Suggested Follow-up Discussion

(Possible answers in italics, but other answers might also apply.)

This activity models the concept of the molten lead collecting the gold or other precious metal atoms in the molten rock during the fire assay method of analyzing rocks for gold content. What might be similar in the two processes? (The gelatinous aluminum hydroxide precipitate is distributed throughout the solution, then starts falling toward the bottom as the particles get larger. The lead is also distributed throughout the melted rock sample, and as bigger particles accumulate it starts to fall through the melted rock.) What might be different? (The water is less viscous than the melted rock; the lead is much more dense than the aluminum hydroxide precipitate.)

Think about possible reasons the clay particles might be caught by the gelatinous aluminum hydroxide precipitate. What might be the reasons gold might be caught by the lead? (The clay particles might be physically trapped by the gelatinous aluminum hydroxide precipitate. The clay particles might be attracted to the aluminum hydroxide precipitate because of slight electrical charges on different parts of the particles. The gold might be attracted to the lead because they are both metals; or it might be forced out of the melted rock because it is still a metal, not in a compound with the other elements in the melt.)


Water treatment plants use several flocculants, usually including the aluminum sulfate. A field trip to a water treatment plant would expand understanding of the uses of flocculants.

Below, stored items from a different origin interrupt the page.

PR #1881, opened 2024-08-27
fix(treemap): assign leaf text color based on custom colors

### LINKED ISSUE #1880: [Bug]: Text color of tree map leaves is incorrect when using custom colors
### Relevant package(s)

- [X] @carbon/charts
- [ ] @carbon/charts-svelte
- [ ] @carbon/charts-react
- [ ] @carbon/charts-angular
- [ ] @carbon/charts-vue
- [ ] Documentation website

### Carbon Charts Version

1.15.8

### Which bundler are you using?

Webpack

### What happened and what did you expect to happen?

Expected:

Text color (black or white) for tree map leaf is determined based on the color provided via color scale options.

Actual: 

The text color is not dependent on the provided color scale; the same color can sometimes show black and other times show white.

### Chart data and options (automatically formatted so no need for backticks)

```js
// data
export default [
  {
    name: 'Oceania',
    children: [
      {
        name: 'A',
        value: 800
      },
      {
        name: 'B',
        value: 200
      },
      {
        name: 'C',
        value: 100
      },
      {
        name: 'D',
        value: 900
      }
    ]
  },
  {
    name: 'Europe',
    children: [
      {
        name: 'France',
        value: 2800,
        showLabel: true
      },
      {
        name: 'Germany',
        value: 10000,
        showLabel: true
      },
      {
        name: 'Sweden',
        value: 500
      },
      {
        name: 'England',
        value: 500
      },
      {
        name: 'Italy',
        value: 200
      }
    ]
  },
  {
    name: 'America',
    children: [
      {
        name: 'U.S.',
        value: 3500,
        showLabel: true
      },
      {
        name: 'Brazil',
        value: 3000,
        showLabel: true
      },
      {
        name: 'Mexico',
        value: 2000,
        showLabel: true
      },
      {
        name: 'AA',
        value: 500
      },
      {
        name: 'BB',
        value: 100
      },
      {
        name: 'CC',
        value: 500
      },
      {
        name: 'DD',
        value: 500
      },
      {
        name: 'EE',
        value: 400
      },
      {
        name: 'FF',
        value: 600
      },
      {
        name: 'GG',
        value: 200
      },
      {
        name: 'HH',
        value: 800
      },
      {
        name: 'II',
        value: 900
      },
      {
        name: 'JJ',
        value: 100
      },
      {
        name: 'KK',
        value: 900
      }
    ]
  },
  {
    name: 'Australia',
    children: [
      {
        name: 'KH',
        value: 2000
      },
      {
        name: 'LL',
        value: 400
      },
      {
        name: 'MM',
        value: 500
      },
      {
        name: 'NN',
        value: 100
      },
      {
        name: 'OO',
        value: 1000
      },
      {
        name: 'PP',
        value: 800
      },
      {
        name: 'QQ',
        value: 700
      },
      {
        name: 'RR',
        value: 200
      },
      {
        name: 'ST',
        value: 300
      }
    ]
  },
  {
    name: 'Africa',
    children: [
      {
        name: 'Nigeria',
        value: 2300,
        showLabel: true
      },
      {
        name: 'TT',
        value: 2000
      },
      {
        name: 'UU',
        value: 500
      },
      {
        name: 'VV',
        value: 1200
      },
      {
        name: 'WW',
        value: 2000
      },
      {
        name: 'XX',
        value: 800
      },
      {
        name: 'YY',
        value: 2000
      },
      {
        name: 'ZZ',
        value: 500
      },
      {
        name: 'ABC',
        value: 1200
      },
      {
        name: 'CBA',
        value: 1500
      }
    ]
  },
  {
    name: 'Asia',
    children: [
      {
        name: 'China',
        value: 12500,
        showLabel: true
      },
      {
        name: 'Iran',
        value: 22500,
        showLabel: true
      },
      {
        name: 'Myanmar',
        value: 12500,
        showLabel: true
      }
    ]
  }
]

// options
export default {
  title: 'Treemap',
  height: '600px',
  data: {
    groupMapsTo: 'name',
  },
  color: {
    scale: {
      Oceania: 'green',
      Europe: 'green',
      America: 'green',
      Australia: 'green',
      Africa: 'green',
      Asia: 'green',
    },
  },
};
```

### JavaScript console or build output (if relevant)

_No response_

### StackBlitz repro

 https://stackblitz.com/edit/zj5ef7?file=options.js,index.js

### IBM Application/Team (if relevant)

_No response_

P3 (Low)

SMassola:
- updated treemap chart to set the background color in data for the leaf text node so it can be referenced when determining the text color

Fix #1880

https://github.com/user-attachments/assets/296a09aa-3085-4e9f-a07a-24308498f0d1

### DIFF
--- a/packages/core/src/components/graphs/treemap.ts
+++ b/packages/core/src/components/graphs/treemap.ts
@@ -25,14 +25,15 @@ const findColorShade = (hex: string) => {
 	return null
 }
 
-const textFillColor = function () {
-	const correspondingLeaf = select(this.parentNode).select('rect.leaf') as any
-	const correspondingLeafFill = getComputedStyle(correspondingLeaf.node(), null).getPropertyValue(
-		'fill'
-	)
-	const cl = d3Color(correspondingLeafFill) as any
+const textFillColor = function (data) {
+	const correspondingLeaf = select(this.parentNode).select('rect.leaf')
+	const correspondingLeafFill: string =
+		data.backgroundColor ??
+		getComputedStyle(correspondingLeaf.node() as Element, null).getPropertyValue('fill')
+	const cl = d3Color(correspondingLeafFill)
 
 	let colorShade: any
+
 	if (cl) {
 		colorShade = findColorShade(cl ? cl.hex() : null)
 	}
@@ -199,7 +200,7 @@ export class Treemap extends Component {
 					return [
 						{
 							text: d.data.name,
-							color: color.l < 0.5 ? 'white' : 'black'
+							backgroundColor: color
 						}
 					]
 				},
--- a/packages/core/src/components/graphs/treemap.ts
+++ b/packages/core/src/components/graphs/treemap.ts
@@ -196,11 +196,11 @@ export class Treemap extends Component {
 
 					let parent = d
 					while (parent.depth > 1) parent = parent.parent
-					const color = hsl(this.model.getFillColor(parent.data.name))
+
 					return [
 						{
 							text: d.data.name,
-							backgroundColor: color
+							backgroundColor: this.model.getFillColor(parent.data.name)
 						}
 					]
 				},
--- a/packages/docs/src/lib/treemap/index.ts
+++ b/packages/docs/src/lib/treemap/index.ts
@@ -16,6 +16,21 @@ const options: TreemapChartOptions = {
 	height: '600px'
 }
 
+const customColorOptions: TreemapChartOptions = {
+	title: 'Treemap (Custom colors)',
+	height: '600px',
+	color: {
+		scale: {
+			Oceania: '#d9fbfb',
+			Europe: '#9ef0f0',
+			America: '#3ddbd9',
+			Australia: '#08bdba',
+			Africa: '#009d9a',
+			Asia: '#081a1c'
+		}
+	}
+}
+
 const data: ChartTabularData = [
 	{
 		name: 'Oceania',
@@ -110,6 +125,11 @@ export const examples: Example[] = [
 	{
 		data,
 		options,
+		tags: ['test']
+	},
+	{
+		data,
+		options: customColorOptions,
 		tags: ['test']
 	}
 ]
--- a/packages/docs/src/lib/treemap/index.ts
+++ b/packages/docs/src/lib/treemap/index.ts
@@ -21,12 +21,12 @@ const customColorOptions: TreemapChartOptions = {
 	height: '600px',
 	color: {
 		scale: {
-			Oceania: '#d9fbfb',
-			Europe: '#9ef0f0',
-			America: '#3ddbd9',
-			Australia: '#08bdba',
-			Africa: '#009d9a',
-			Asia: '#081a1c'
+			Oceania: '#3ddbd9',
+			Europe: '#08bdba',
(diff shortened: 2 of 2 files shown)


packages/core/src/components/graphs/treemap.ts
```diff
@@ -199,7 +200,7 @@ export class Treemap extends Component {
 					return [
 						{
 							text: d.data.name,
-							color: color.l < 0.5 ? 'white' : 'black'
+							backgroundColor: color
```
theiliad, line 203: seems like you removed the `color` field here. is there a reason for that?

theiliad (changes requested):
Thanks @SMassola, could you pls add a demo as well in the demo data so that this example is documented?

packages/core/src/components/graphs/treemap.ts
SMassola: The only reason I removed it was because it didn't seem to be utilized anywhere; if this is not the case I can revert this change.

theiliad: that sets the text fill based on backgroundColor

theiliad (changes requested):

SMassola:
> Thanks @SMassola, could you pls add a demo as well in the demo data so that this example is documented?

I added an example to the docs which uses custom colors and appended a short demo video to the PR description.

packages/core/src/components/graphs/treemap.ts
SMassola: I think the `color` property within the text node's `data` wasn't being used; instead the text node's color is set by the `textFillColor` function which utilizes either the new `backgroundColor` property that I've added or the fill color of the parent `rect.leaf` node.

The main issue was that when the `textFillColor` called `getComputedStyles` on the `rect.leaf` node, the `fill` property isn't set to the custom color early enough, so it always ended up determining the text color based on the default colors.

theiliad: yes @SMassola the text color values seem to be getting set properly in cases where you're providing custom colors, but if you don't, it seems like your PR has broken that case

SMassola: > yes @SMassola the text color values seem to be getting set properly in cases where you're providing custom colors, but if you don't, it seems like your PR has broken that case

You're right, I've modified the code to send the `backgroundColor` in the proper format (simply a string) to the `textFillColor` function.

theiliad (changes requested):
Thanks @SMassola, just a final point, could you pls use a set of colors that offer larger contrast in your `custom colors` demo?

image

some of these colors wouldn't pass a 3:1 test

SMassola:
> Thanks @SMassola, just a final point, could you pls use a set of colors that offer larger contrast in your `custom colors` demo?
> 
> image
> some of these colors wouldn't pass a 3:1 test

I updated the chart colors to use teal 30-80 from the [continuous monochromatic color palette](https://carbondesignsystem.com/data-visualization/color-palettes/#monochromatic) (option 4).

SMassola:
@theiliad this is what teal 30-80 looks like; let me know if this range of colors is appropriate:

Screenshot 2024-08-29 at 9 25 21 AM

PR #1888, opened 2024-09-08
fix(release): remove auth-token from actions/setup-node@v4 and use env for publish

nstuyvesant:
### Updates

- Remove auth-token from actions/setup-node@v4 in release workflow
- Set env variable NODE_AUTH_TOKEN to secrets.NPM_TOKEN for `npx lerna publish`
- Bump concurrently dependency


theiliad (approved):
LGTM

PR #1928, opened 2024-12-06
fix: exclude jsx-runtime from bundle

### LINKED ISSUE #1927: [Bug]: jsx-runtime included in bundle
### Relevant package(s)

- [ ] @carbon/charts
- [ ] @carbon/charts-svelte
- [x] @carbon/charts-react
- [ ] @carbon/charts-angular
- [ ] @carbon/charts-vue
- [ ] Documentation website

### Carbon Charts Version

1.22.5

### Which bundler are you using?

Webpack

### What happened and what did you expect to happen?

The final bundle of your package includes the jsx-runtime.  This should be excluded from the bundle to allow users to upgrade to React v19

Image

### Chart data and options (automatically formatted so no need for backticks)

```js

```

### JavaScript console or build output (if relevant)

```shell

```

### StackBlitz repro

_No response_

### IBM Application/Team (if relevant)

_No response_

P1 (High)

a88zach:
### Updates

Exclude react/jsx-runtime from the final bundle.  This should be excluded to allow users to update to React v19.

Including this dependency in the bundle results in 
`"TypeError: Cannot read properties of undefined (reading 'ReactCurrentDispatcher')"`

fixes #1927

### DIFF
--- a/packages/react/package.json
+++ b/packages/react/package.json
@@ -43,8 +43,8 @@
 		"@ibm/telemetry-js": "^1.8.0"
 	},
 	"peerDependencies": {
-		"react": "17.0.1 || ^18.2.0",
-		"react-dom": "^17.0.1 || ^18.2.0"
+		"react": "^16.8.6 || ^17.0.1 || ^18.2.0",
+		"react-dom": "^16.8.6 || ^17.0.1 || ^18.2.0"
 	},
 	"devDependencies": {
 		"@playwright/test": "^1.49.0",
--- a/packages/react/package.json
+++ b/packages/react/package.json
@@ -43,8 +43,8 @@
 		"@ibm/telemetry-js": "^1.8.0"
 	},
 	"peerDependencies": {
-		"react": "^16.8.6 || ^17.0.1 || ^18.2.0",
-		"react-dom": "^16.8.6 || ^17.0.1 || ^18.2.0"
+		"react": "17.0.1 || ^18.2.0",
+		"react-dom": "^17.0.1 || ^18.2.0"
 	},
 	"devDependencies": {
 		"@playwright/test": "^1.49.0",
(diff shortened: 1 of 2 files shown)


theiliad:
I don't think `'react/jsx-runtime'` can just be dropped, that could break support for react17 or 18

a88zach:
> I don't think `'react/jsx-runtime'` can just be dropped, that could break support for react17 or 18

This doesn't necessarily drop it, it just excludes it from the bundle.  Then instead of the 3rd party package being bundled, it is required at the top of the bundle.  This way the version used matches the version installed by the user which changes between React 18 and 19

theiliad:
> > I don't think `'react/jsx-runtime'` can just be dropped, that could break support for react17 or 18
> 
> This doesn't necessarily drop it, it just excludes it from the bundle. Then instead of the 3rd party package being bundled, it is required at the top of the bundle. This way the version used matches the version installed by the user which changes between React 18 and 19
> 
> It's the same reason you are already excluding react and react-dom. You want the code to use the installed version and not an explicit version

Are you having these issues with the UMD bundle? or with the ESM?

a88zach:
I'm using NextJs, so it's using the ESM bundle, but it would also be a problem when using the UMD bundle.  Although not officially supported yet by this library, if you try to use the library with React 19, you'll see the issue.  If you try to search the bundles for `react-jsx-runtime`, you can see that it gets bundled.  

React dependencies should be peer dependencies and not bundled

dabrad26 (approved):
@theiliad any update here? This seems logical to require peer deps and this is stopping successful migration to React 19.  I confirmed no issue with React 19 and the main Carbon library.  The issue is only with the charts package.  

```
    TypeError: Cannot read properties of undefined (reading 'ReactCurrentDispatcher')

      1 | import React from 'react';
    > 3 | import {GaugeChart} from '@carbon/charts-react';
```

theiliad (approved):
LG in my testing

The chemistry of attractions of one molecule to another involves the structure of each of the molecules. Partial charges on one part of the molecule may attract oppositely charged parts of another molecule such as is found in hydrogen bonding. Study the locations of partial charges on the aluminum hydroxide molecule and on clay particles. For the gold and lead atoms, partial charges are not a factor because these elements occur here as atoms not combined into molecules with other elements. Study the properties of gold and lead atoms to see if they might be attracted because they are similar in electronic structure.